Gillespie took the opportunity Monday to slam Warner in the debate. The senator’s response was unimpressive.

https://youtube.com/watch?v=TrKiMYKg-Zs

Gillespie is not a great candidate and there is little risk that Warner will lose the election. But he did pinch Warner in a classic prosecutorial gotcha: noting in his rebuttal that Warner denied having “offered” Ketron a job before anybody accused him. (We’ll know America is living out the true meaning of its creed when an incumbent senator can plead the Fifth during a debate and still get reelected.)

While covering this story in June, this reporter found a high level of fondness for Puckett among voters in Tazewell and the surrounding area. (“I hate to see him resign, because he’s so good for us,” a volunteer at the Tazewell Historical Society said at the time.) But the retired politician’s skill at cutting a deal seems to leave a lot to be desired. After a federal judgeship, a corporate sinecure, and “anything” were all on the table, Martha Ketron is right back where she started — awaiting confirmation of her district court seat. Puckett himself came up empty-handed as well; he has no post-retirement position lined up at all.

The negotiations over Puckett’s departure are scandalous not because they’re anything new but because they are as ancient as the American republic. This is old-school horse trading, and if it’s any worse than it used to be (not a sure bet) that is not because people are more corrupt but because every year government at all levels has more goodies to give away. The very fact that the Old Dominion maintains an entity with the comically boondogglish title “Tobacco Indemnification and Community Revitalization Commission” should be evidence that Virginia is no longer a state that George Mason, Patrick Henry, or Thomas Jefferson would recognize.

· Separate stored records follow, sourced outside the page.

PR #1325, opened 2022-11-29
add image capture from realsense cameras to real blocks pipeline

tomsilver:
`realsense_helpers.py` is a pared down version of code by @williamshen-nz


williamshen-nz (approved):
:ship: Looks good, the realsense helpers are probably more complex than they need to be but it'll be needed if we move to multi-camera setup.

PR #1326, opened 2022-11-30
LISDF visualizer script

tomsilver:
this is getting embarrassingly hacky and redundant, but that's a problem for future Tom


williamshen-nz (approved):
:shipit: 

Still much cleaner than 99% of other research code!

We should move this to LISDF at some point, but that's going to require adding a bunch of pybullet dependencies which is more effort than it's worth

PR #1327, opened 2022-11-30
removes unnecessary call to learning

NishanthJKumar:
This slows us down somewhat substantially when learning takes a while because we're unnecessarily calling learning twice!

@wmcclinton - is it safe to take out this line entirely (seems so to me)? If not, can we at least move it so that it doesn't get called if `CFG.enable_harmless_op_pruning` is False?


tomsilver (approved):
good catch, I can't believe we didn't find this earlier!

wmcclinton (approved):
Damn. You are right good catch!

PR #1328, opened 2022-11-30
real panda execution final scripts

tomsilver:
the main new python code implements motion planning to get the robot from its current position to the initial task position


scripts/lisdf_plan_to_reset.py
```diff
@@ -0,0 +1,105 @@
...
+    ]
+    plan_init_joint_lst = [
+        plan_init_joints[joint_name] for joint_name in joint_names
+    ]
+    motion_plan = run_motion_planning(robot,
+                                      current_joint_lst,
+                                      plan_init_joint_lst,
+                                      collision_bodies={table_id},
+                                      seed=seed,
+                                      physics_client_id=physics_client_id)
```
williamshen-nz, line 84: I had a deep dive into this method. There might be an issue with self-collisions (I think maybe in general as well as we don't explicitly handle it)?

https://github.com/Learning-and-Intelligent-Systems/predicators/blob/master/predicators/pybullet_helpers/motion_planning.py#L27

Motion planning samples joint positions from the `action_space` of the robot, which is just between the lower and upper limits.

scripts/lisdf_plan_to_reset.py
```diff
@@ -0,0 +1,105 @@
...
+    assert motion_plan is not None
```
williamshen-nz, line 85: Could `motion_plan == []`? Would that happen when the robot is already at the start position (usually it would never exactly be at that start position but close I'd think as you can't get the joint positions to that level of precision).

In that case, we can just write the existing plan I guess.

williamshen-nz (approved):
Looks good in general - had some comments, mostly minor or some fundamental ones.

scripts/lisdf_plan_to_reset.py
```diff
@@ -0,0 +1,105 @@
...
+    first_path_command = cast(JointSpacePath, path_commands[0])
+    return first_path_command.waypoint(0)
+
+
+def _main(lisdf_filepath: Path, output_filepath: Path, seed: int = 0) -> None:
+    utils.reset_config({"seed": seed})
+    # Load the LISDF plan.
+    with open(lisdf_filepath, "r", encoding="utf-8") as f:
+        plan_json = f.read()
+        plan = cast(LISDFPlan, LISDFPlan.from_json(plan_json))
```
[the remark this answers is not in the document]
tomsilver: mypy thinks that `plan` is `OutputElement` when it needs to be `LISDFPlan`. is that not expected?

scripts/lisdf_plan_to_reset.py
tomsilver: yeah I think if it's empty then everything should work

scripts/lisdf_plan_to_reset.py
tomsilver: following up about this on slack

scripts/lisdf_plan_to_reset.py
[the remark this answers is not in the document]
williamshen-nz: I guess the typing returns `OutputElement` not `LISDFPlan` as its defined in the superclass. It's fine though, we can figure it out later.

Issue #1324, opened 2022-11-29
fix flakey pybullet cover test


tomsilver:
https://github.com/Learning-and-Intelligent-Systems/predicators/actions/runs/3575810051/jobs/6012821902

tomsilver:
I can't reproduce this. Closing until it comes up again.

tomsilver:
came up again: https://github.com/Learning-and-Intelligent-Systems/predicators/actions/runs/3588924526/jobs/6042167238

tomsilver:
still digging, but was able to reproduce by running
```
pytest -s tests/envs/test_pybullet_cover.py -k test_pybullet_cover_pick_workspace_bounds
```
~10 times.

it looks like the `MoveEndEffectorToPose` component of the `PickPlace` option is sometimes getting stuck. it proposes an action repeatedly
```
[-1.0354177 ,  0.6088901 ,  0.3550845 , -1.6462139 , -0.25037703,
        2.2100015 ,  1.7674462 ,  0.04      ,  0.04      ]
```

which is within the joint limits, but for some reason, the robot is not moving there. the robot's current state at the time is
```
[-1.0758204686993669, 0.5317730073010851, 0.3355580861897537, -1.7691650372884484, -0.1610936406097853, 2.446098853513991, 1.9120584051260467, 0.03985649745277354, 0.03988420413359203]
```

maybe it's too big of a leap?

I expect that using reset mode simulation would resolve it, but I don't want to do that necessarily

PR #1330, opened 2022-12-01
`PlayroomHardEnv`

amburger66:
the `LightOn` classifier is set to an arbitrary, piecewise, "hard" function instead of having a simple threshold at 0.5


tomsilver (commented):
Looking good! Did you verify that the distribution of initial states with on vs off is roughly half and half?

amburger66:
@tomsilver can you help a look at the failing test? i'm confused

tomsilver:
unrelated issue (#1324), sorry about that. it's a flaky test -- I'll try to fix soon. in the meantime, I'm rerunning the test here

predicators/envs/playroom.py
```diff
@@ -924,3 +924,37 @@ def _robot_can_move(self, state: State, action: Action) -> bool:
...
+        return "playroom_hard"
+
+    def _transition_dial(self, state: State) -> State:
+        next_state = state.copy()
+        level = state.get(self._dial, "level")
+        light_is_on = False
+        for (low, high) in self.dial_on_intervals:
+            if low <= level <= high:
+                light_is_on = True
+        if not light_is_on:
```
tomsilver, line 947: no action required, but to make sure I understand: we're only going to see a variety of dial values for states before the dial has been touched. after the dial is touched, it will either be set to 0.5 or 1.0 for the rest of the episode. if it was only ever 0.5 or 1.0, there's no way that we could learn the right predicate classifier, but since there's also variation in the initialization, we do have hope to learn it.

also, the reason for doing it this way is to avoid the need to continuously parameterize the dial turning option (although that would be pretty straightforward).

is that all correct?

tomsilver (approved):
LGTM

predicators/envs/playroom.py
amburger66: yeah, that is what's happening. I didn't realize this before though -- this is probably another reason why the experimental results, even using Ask All,  were not very good.

PR #1333, opened 2022-12-03
Classification plotting for cover_handempty

amburger66:
The plotting is exactly the same as for `CoverEnv`


tomsilver (approved):
Love a small change!

PR #1334, opened 2022-12-05
`PlayroomSimpleEnv`

amburger66:
Creates a simplest version of the boring room vs. playroom environment, which is like the old ones except there are no doors (and thus no regions). This becomes the parent class of `PlayroomEnv` and `PlayroomHardEnv`


tests/approaches/test_oracle_approach.py
```diff
@@ -455,6 +455,35 @@ def test_repeated_nextto_painting_get_gt_nsrts():
...
+    """Tests for the ground truth NSRTs in PlayroomSimpleEnv."""
+    utils.reset_config({
+        "env": "playroom_simple",
+        "num_train_tasks": 1,
+        "num_test_tasks": 1
+    })
+    env = PlayroomSimpleEnv()
+    # Test MoveTableToDial for coverage.
+    nsrts = get_gt_nsrts(env.get_name(), env.predicates, env.options)
+    mvoetabletodial = [nsrt for nsrt in nsrts \
```
tomsilver, line 468: typo

tomsilver (approved):
excellent work!

PR #1335, opened 2022-12-05
Rectangle contains point fix

jorge-a-mendez:
The check needed to flip the angle and apply the rotation to the point _relative_ to the bottom-left corner of the rectangle.


tomsilver (approved):
LGTM thanks!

While patronage is a bipartisan tradition, top-to-bottom pressure over such a minor legislative event is classic behavior by a party that has been in power for a long time. It’s understandable that McAuliffe would be interested in Puckett’s career move, because dealing with state legislatures is what governors do. But how are the minutiae of local politicking in one of Virginia’s remotest regions of interest to Warner, a United States senator who presumably has more important things to occupy his time? In offering a federal judicial position, Warner was likely referring to using his powers of persuasion on the person who actually appoints federal judges — President Obama. Yet even if McAuliffe were able to jam new taxpayer commitments for Medicaid through the state senate, the Patient Protection and Affordable Care Act of 2010 would not become a winning 2014 or 2016 issue for the president’s party, in Virginia or any other state. Is it really that important to the Democrats to salvage such a small item of value from the wreckage of Obamacare?

True to the make-a-federal-case-of-everything spirit of the Obama era, Puckettgate is the subject of an FBI probe, and Monday’s debate moderator Bill Fitzgerald, a CBS anchorman in Richmond, made sure to point out that “Republicans face similar accusations in this very case.” Warner’s campaign Wednesday stonewalled the Washington Post’s Jennifer Rubin about what contact the senator has had with the investigation so far. If he were charged with anything, tragedy would truly turn to comedy. The Puckett affair comes from humble beginnings, and I expect it will stay humble. But it is a signature scandal of our time, both because the politics are so intense and because the stakes are so small.